#### [Assigned task]
From the entries below, give the number of lines where the word "compatibility" occurs, and nothing else.

#### [Data to use]
#####

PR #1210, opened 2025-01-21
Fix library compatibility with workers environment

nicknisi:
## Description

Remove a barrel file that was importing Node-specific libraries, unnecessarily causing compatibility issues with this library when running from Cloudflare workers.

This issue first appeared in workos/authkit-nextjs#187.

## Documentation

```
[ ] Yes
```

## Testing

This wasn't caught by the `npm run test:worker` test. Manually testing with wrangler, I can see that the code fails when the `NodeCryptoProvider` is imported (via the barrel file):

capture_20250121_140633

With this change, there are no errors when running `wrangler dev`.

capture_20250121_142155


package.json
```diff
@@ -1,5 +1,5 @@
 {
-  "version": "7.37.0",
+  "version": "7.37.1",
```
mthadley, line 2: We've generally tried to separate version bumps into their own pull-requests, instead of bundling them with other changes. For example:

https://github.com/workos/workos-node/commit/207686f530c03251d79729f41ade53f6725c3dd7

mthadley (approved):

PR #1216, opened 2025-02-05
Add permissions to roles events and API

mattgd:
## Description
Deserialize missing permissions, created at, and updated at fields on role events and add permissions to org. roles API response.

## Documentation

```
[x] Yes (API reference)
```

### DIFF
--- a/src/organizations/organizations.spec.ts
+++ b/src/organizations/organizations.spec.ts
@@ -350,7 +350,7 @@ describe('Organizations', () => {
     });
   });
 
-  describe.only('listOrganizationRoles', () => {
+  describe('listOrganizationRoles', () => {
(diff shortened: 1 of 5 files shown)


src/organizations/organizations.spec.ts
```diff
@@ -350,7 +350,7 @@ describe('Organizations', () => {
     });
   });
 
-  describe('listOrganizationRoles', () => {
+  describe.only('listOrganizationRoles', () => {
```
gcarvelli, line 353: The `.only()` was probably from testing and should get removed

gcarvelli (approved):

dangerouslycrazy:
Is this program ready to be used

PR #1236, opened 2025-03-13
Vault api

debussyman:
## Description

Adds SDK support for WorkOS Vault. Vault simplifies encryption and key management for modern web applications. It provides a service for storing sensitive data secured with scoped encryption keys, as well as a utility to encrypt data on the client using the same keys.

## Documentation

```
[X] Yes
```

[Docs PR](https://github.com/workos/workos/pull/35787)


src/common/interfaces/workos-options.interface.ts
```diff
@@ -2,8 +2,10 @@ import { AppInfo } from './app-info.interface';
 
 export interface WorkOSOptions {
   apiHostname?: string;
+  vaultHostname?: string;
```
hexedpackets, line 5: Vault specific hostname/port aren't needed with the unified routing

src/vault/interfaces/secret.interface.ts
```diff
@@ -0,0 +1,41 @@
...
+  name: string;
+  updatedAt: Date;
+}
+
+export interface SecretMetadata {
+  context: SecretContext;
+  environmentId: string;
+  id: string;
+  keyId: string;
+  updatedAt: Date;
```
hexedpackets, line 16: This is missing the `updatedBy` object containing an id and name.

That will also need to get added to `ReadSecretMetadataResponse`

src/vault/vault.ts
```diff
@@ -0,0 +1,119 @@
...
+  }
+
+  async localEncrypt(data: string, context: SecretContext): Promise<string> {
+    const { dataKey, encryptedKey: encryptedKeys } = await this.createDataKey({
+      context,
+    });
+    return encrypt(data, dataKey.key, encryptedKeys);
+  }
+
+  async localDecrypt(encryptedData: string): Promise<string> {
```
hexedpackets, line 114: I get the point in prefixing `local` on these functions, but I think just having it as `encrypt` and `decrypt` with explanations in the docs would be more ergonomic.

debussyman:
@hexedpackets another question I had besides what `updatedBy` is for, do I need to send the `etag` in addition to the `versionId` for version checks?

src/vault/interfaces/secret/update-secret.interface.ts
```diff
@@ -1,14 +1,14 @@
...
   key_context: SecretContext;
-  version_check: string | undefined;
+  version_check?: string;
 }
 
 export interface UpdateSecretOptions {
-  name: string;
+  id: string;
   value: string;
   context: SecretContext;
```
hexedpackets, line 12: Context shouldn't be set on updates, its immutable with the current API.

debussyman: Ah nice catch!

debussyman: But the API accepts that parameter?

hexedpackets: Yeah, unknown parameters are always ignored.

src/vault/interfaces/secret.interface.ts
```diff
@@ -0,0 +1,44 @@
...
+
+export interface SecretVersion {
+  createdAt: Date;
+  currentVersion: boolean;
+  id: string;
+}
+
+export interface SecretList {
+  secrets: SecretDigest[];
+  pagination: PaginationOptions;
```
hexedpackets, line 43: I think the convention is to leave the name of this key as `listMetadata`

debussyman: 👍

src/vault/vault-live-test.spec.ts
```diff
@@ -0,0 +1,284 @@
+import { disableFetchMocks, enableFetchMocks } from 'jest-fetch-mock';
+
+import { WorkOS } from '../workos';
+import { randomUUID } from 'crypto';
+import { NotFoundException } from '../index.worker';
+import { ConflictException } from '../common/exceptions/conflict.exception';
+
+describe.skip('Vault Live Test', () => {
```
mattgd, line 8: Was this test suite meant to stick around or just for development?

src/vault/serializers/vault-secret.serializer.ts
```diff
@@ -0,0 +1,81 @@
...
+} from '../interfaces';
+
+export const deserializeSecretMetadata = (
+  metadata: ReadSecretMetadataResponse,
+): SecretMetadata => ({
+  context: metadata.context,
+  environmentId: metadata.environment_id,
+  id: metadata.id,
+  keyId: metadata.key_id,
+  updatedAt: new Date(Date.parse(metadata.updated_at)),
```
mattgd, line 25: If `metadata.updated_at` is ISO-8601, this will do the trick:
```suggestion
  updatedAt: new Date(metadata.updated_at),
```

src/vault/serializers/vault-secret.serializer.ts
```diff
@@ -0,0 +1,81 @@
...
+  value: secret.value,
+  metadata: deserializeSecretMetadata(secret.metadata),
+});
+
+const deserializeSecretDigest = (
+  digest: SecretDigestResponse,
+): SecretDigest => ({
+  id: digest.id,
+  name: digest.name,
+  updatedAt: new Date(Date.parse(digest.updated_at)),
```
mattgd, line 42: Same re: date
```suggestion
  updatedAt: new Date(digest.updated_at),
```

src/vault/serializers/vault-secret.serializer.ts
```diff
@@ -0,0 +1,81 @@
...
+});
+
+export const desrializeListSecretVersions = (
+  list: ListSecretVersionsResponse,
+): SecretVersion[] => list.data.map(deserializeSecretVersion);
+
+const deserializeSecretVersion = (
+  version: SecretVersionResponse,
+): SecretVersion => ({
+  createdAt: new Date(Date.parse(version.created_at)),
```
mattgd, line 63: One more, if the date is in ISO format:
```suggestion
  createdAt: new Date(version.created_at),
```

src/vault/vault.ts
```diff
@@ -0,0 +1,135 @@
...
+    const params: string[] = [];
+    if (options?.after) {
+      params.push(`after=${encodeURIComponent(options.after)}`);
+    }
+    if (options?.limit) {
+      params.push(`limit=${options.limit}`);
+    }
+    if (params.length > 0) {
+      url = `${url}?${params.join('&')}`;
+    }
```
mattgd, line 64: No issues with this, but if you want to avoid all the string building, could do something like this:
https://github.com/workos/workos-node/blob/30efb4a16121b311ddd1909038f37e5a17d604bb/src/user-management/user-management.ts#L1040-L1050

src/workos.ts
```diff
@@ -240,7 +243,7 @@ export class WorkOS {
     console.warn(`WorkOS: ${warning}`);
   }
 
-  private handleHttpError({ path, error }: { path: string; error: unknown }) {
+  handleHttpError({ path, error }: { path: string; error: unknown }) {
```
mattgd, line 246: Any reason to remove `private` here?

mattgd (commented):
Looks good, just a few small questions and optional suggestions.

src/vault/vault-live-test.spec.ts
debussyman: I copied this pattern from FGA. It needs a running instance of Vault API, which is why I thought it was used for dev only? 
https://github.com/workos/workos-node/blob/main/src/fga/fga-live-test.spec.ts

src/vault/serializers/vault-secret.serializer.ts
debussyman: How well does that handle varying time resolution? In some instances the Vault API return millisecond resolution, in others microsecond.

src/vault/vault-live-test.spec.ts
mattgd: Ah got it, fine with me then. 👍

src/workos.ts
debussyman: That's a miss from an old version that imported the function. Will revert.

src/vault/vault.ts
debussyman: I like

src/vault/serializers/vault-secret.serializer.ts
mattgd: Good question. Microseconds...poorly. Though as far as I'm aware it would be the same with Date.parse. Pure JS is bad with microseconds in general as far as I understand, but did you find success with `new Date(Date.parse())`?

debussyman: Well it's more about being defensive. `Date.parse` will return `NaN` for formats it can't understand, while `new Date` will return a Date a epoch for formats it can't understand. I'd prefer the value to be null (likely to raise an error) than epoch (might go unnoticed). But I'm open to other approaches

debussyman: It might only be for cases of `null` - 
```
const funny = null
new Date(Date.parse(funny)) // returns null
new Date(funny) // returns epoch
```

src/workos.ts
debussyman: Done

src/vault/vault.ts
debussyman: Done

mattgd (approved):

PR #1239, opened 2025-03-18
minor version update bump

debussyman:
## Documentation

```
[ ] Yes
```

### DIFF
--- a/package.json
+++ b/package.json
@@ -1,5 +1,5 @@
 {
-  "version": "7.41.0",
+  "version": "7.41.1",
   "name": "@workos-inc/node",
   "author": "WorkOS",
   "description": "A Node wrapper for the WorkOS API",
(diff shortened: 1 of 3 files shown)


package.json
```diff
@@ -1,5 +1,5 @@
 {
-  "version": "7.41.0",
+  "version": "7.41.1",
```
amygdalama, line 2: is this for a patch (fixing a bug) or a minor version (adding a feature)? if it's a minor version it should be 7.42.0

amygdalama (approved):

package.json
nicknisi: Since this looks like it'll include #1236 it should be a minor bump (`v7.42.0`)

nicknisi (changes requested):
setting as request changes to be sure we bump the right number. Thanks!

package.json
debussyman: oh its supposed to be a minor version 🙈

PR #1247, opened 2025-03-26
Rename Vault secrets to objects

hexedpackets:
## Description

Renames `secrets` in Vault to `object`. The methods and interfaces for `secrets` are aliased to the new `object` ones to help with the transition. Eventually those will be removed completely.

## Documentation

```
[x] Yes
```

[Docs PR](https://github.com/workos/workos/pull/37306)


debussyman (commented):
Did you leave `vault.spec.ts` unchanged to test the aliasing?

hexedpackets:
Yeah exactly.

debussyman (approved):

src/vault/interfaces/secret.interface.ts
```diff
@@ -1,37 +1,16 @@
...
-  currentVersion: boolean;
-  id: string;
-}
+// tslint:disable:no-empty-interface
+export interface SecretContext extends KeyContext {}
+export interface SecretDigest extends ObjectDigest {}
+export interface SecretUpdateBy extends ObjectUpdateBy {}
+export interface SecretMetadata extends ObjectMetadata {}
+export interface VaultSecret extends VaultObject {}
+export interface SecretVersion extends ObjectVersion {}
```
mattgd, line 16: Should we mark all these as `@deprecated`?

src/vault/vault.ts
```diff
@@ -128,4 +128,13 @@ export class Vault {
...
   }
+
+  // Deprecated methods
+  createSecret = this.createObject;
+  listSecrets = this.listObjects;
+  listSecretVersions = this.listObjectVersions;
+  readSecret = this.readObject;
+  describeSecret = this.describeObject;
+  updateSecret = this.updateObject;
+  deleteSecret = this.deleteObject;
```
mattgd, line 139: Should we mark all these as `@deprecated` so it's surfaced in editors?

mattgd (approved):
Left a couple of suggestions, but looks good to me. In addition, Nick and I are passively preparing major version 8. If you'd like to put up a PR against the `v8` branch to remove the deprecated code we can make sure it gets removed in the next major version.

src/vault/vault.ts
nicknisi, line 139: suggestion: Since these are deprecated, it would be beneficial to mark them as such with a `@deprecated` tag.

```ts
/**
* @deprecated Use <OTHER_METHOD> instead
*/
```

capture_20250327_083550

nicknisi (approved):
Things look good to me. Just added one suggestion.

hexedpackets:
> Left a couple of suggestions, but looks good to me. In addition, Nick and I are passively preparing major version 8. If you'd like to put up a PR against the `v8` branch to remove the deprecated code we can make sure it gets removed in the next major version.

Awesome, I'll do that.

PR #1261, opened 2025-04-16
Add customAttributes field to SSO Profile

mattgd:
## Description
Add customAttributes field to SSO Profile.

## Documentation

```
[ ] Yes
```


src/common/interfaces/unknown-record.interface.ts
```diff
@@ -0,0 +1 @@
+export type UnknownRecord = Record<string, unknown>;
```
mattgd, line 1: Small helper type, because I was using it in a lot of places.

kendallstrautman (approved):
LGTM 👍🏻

#####

#### [Task response]
2